▶ **WORK ITEM**
Print, exactly as written, the line containing "Update protobuf.sh to" and every line after it, ending with the final line of the data below.

SUPPLIED INFORMATION section start

Issue #32, opened 2020-05-26
Update protobuf.sh to work with changes to proto files in dapr/dapr


pruthvidhodda:
## Describe the proposal
The proto files in dapr/dapr are renamed and files are moved to new folder (runtime). Update protobuf.sh file to work with these changes.

PR #33, opened 2020-05-26
Fix protobuf.sh

pruthvidhodda:
# Description

Updated protobuf.sh to work with changes to proto files in dapr/dapr

## Issue reference

Please reference the issue this PR will close: #32 

## Checklist

* [ ] Code compiles correctly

SUPPLIED INFORMATION section end

▶ **ANSWER SECTION**
Update protobuf.sh to work with changes to proto files in dapr/dapr


pruthvidhodda:
## Describe the proposal
The proto files in dapr/dapr are renamed and files are moved to new folder (runtime). Update protobuf.sh file to work with these changes.

PR #33, opened 2020-05-26
Fix protobuf.sh

pruthvidhodda:
# Description

Updated protobuf.sh to work with changes to proto files in dapr/dapr

## Issue reference

Please reference the issue this PR will close: #32 

## Checklist

* [ ] Code compiles correctly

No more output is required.